Health & Medicine

Sense of Physical Self Different in Adults, Children Believe in Magic

Kathleen Lees
First Posted: Apr 04, 2013 01:52 PM EDT

According to a new study published in Psychological Science, a journal of the Association for Psychological Science, children's sense of having and owning a body differs from that of adults, which indicates that our sense of physical self develops over time.

Senses including vision, touch and body orientation come together to inform our perception of having and owning a body. According to psychological scientist Dorothy Cowie of Goldsmiths, University of London and colleagues hypothesized that there might be age differences in how these processes come together. To test this, they relied on the "rubber-hand illusion," a well-known sensory illusion where participants put their left hand on the table but hidden from view. Instead of looking at their left hand, they look at a fake hand. The experimenter sits across the table and strokes the participant's left hand with a paintbrush while also stroking the fake rubber hand. When the paintbrush strokes are matched so that they occur at the same time and in the same place on the two hands, the participant will often feel as if the fake hand is her own, and perceive the touch she feels as arising from the brush she sees stroking

The idea was tested on children of three different age groups (4-5; 6-7; and 8-9 years old), as well as adult participants. After experiencing the stroking, the participants were asked to close their eyes and point with their right index finger under the table, so that it was directly underneath the left index finger of their actual hand, according to a press release.

Both children and adults were sensitive to whether the vision and touch cues used from stroking matched on the real and fake hands. And when they did match, all participants experienced the rubber hand illusion. Most drifted closer to the fake hand and farther away from their own hand when they were asked to point to their real hand.

However, children of all ages responded more strongly to the illusion than the adults did. The study shows that children rely more on seeing their body in order to detect their sense of physical self than adults, which shows the reliance on vision created a strong bias toward the fake hand that they were looking at.

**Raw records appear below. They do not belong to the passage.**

PR #211, opened 2025-03-11
8351701: [CRaC] CRaCEngineOptions=help cannot be used with CRaCRestoreFrom

TimPushkin:
Fixes the issue and adds a regression test for it.

---------
### Progress

### Issue
 * [JDK-8351701](https://bugs.openjdk.org/browse/JDK-8351701): [CRaC] CRaCEngineOptions=help cannot be used with CRaCRestoreFrom (**Bug** - P4)

### Reviewers

### Reviewing

Checkout this PR locally: \
`$ git fetch https://git.openjdk.org/crac.git pull/211/head:pull/211` \
`$ git checkout pull/211`

`$ git checkout pull/211` \
`$ git pull https://git.openjdk.org/crac.git pull/211/head`

</details>

Checkout this PR locally: \
`$ git pr checkout 211`

`$ git pr show -t 211`

</details>

<a href="https://git.openjdk.org/crac/pull/211.diff">https://git.openjdk.org/crac/pull/211.diff</a>

</details>

[Link to Webrev Comment](https://git.openjdk.org/crac/pull/211#issuecomment-2715373622)
</details>

### DIFF
--- a/src/hotspot/share/runtime/arguments.cpp
+++ b/src/hotspot/share/runtime/arguments.cpp
@@ -2261,6 +2261,11 @@ bool Arguments::parse_options_for_restore(const JavaVMInitArgs* args) {
 
   postcond(CRaCRestoreFrom != nullptr);
 
+  if (CRaCEngineOptions && strcmp(CRaCEngineOptions, "help") == 0) {
+    crac::print_engine_info_and_exit(); // Does not return on success
+    return false;
+  }
+
   return true;
 }
 
--- a/test/jdk/jdk/crac/CracEngineOptionsTest.java
+++ b/test/jdk/jdk/crac/CracEngineOptionsTest.java
@@ -157,13 +157,9 @@ public class CracEngineOptionsTest {
 
     @Test
     public void test_options_help() throws Exception {
-        ProcessBuilder pb = ProcessTools.createTestJavaProcessBuilder(
-                "-XX:CRaCEngineOptions=help");
-        OutputAnalyzer out = new OutputAnalyzer(pb.start());
-        out.shouldHaveExitValue(0);
-        out.stdoutShouldContain("Configuration options:");
-        out.stderrShouldBeEmpty();
-        out.shouldNotContain("CRaC engine option:");
+        testHelp();
+        testHelp("-XX:CRaCCheckpointTo=cr");
+        testHelp("-XX:CRaCRestoreFrom=cr");
     }
 
     private void test(String engine) throws Exception {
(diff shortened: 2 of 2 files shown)


src/hotspot/share/runtime/arguments.cpp
```diff
@@ -2261,6 +2261,11 @@ bool Arguments::parse_options_for_restore(const JavaVMInitArgs* args) {
 
   postcond(CRaCRestoreFrom != nullptr);
 
+  if (CRaCEngineOptions && strcmp(CRaCEngineOptions, "help") == 0) {
```
rvansa, line 2264: Since you compare the full value, rather than one option... What will
```
java -XX:CRaCEngineOptions=help -XXCRaCEngineOptions=foo.bar ...
```
do, and to we have a test for that?

TimPushkin: `help` will be treated as just another engine options and passed through to the engine, which in case of crexec will lead to `crexec: unknown configure option: help` error. Using `-XX:CRaCEngineOptions=help,args=--arg` or `-XX:CRaCEngineOptions=help=true` will do the same. Both on checkpoint and on restore. There were tests for this but I removed most of them as excessive, brought them back now.

This is intentional, I made it this way for simplicity: would need to parse options and compare all their names to `help` otherwise — and I don't think it would bring much UX benefit. By saying "use '-XX:CRaCEngineOptions=help' to ..." in the VM option docs I meant exactly that: that "help" should be specified as the only option — this can be stated more explicitly but that would be more wordy and I think it is understandable enough as is.

TimPushkin: We can replace the above with a separate `-XX:CRaCPrintEngineHelpAndExit` VM option if the behavior above seems too unintuitive

TimPushkin:
`[jdk/crac/fileDescriptors/ReopenListeningAsynchronousSocketChannelTest](https://github.com/TimPushkin/crac/actions/runs/13795590141/attempts/1#user-content-jdk_crac_filedescriptors_reopenlisteningasynchronoussocketchanneltest)` failed once (judging by the exit code, there was an access violation error) but it was fine after re-run, I couldn't reproduce that locally (run the test 10 times) and the change seems unrelated to the test.

rvansa (approved):

src/hotspot/share/runtime/arguments.cpp
rvansa: I am fine with the existing state, was just wondering whether it will both print help and error, or just error out somewhere else... Looks like there won't be a surprise so all's good.

PR #212, opened 2025-03-13
8351923: [CRaC] Engine help message may be truncated

TimPushkin:
Fixes the help message truncation by using `tty->print_raw*` instead of `tty->print*`. The latter uses a fixed-size buffer and truncates strings which don't fit there, the former does not.


rvansa:
LGTM, thanks!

These findings indicate that there are two distinct processes underlying the sense of the body that develop according to different timetables - the process driven by seeing touches on the hand develops early in childhood, while the process driven by seeing a hand in front of us doesn't fully develop until later in childhood.

Co-authors on this research include Tamar Makin of the University of Oxford and Andrew J. Bremner of Goldsmiths, University of London.

This research was supported by a grant from the European Research Council and an award from the Royal Society.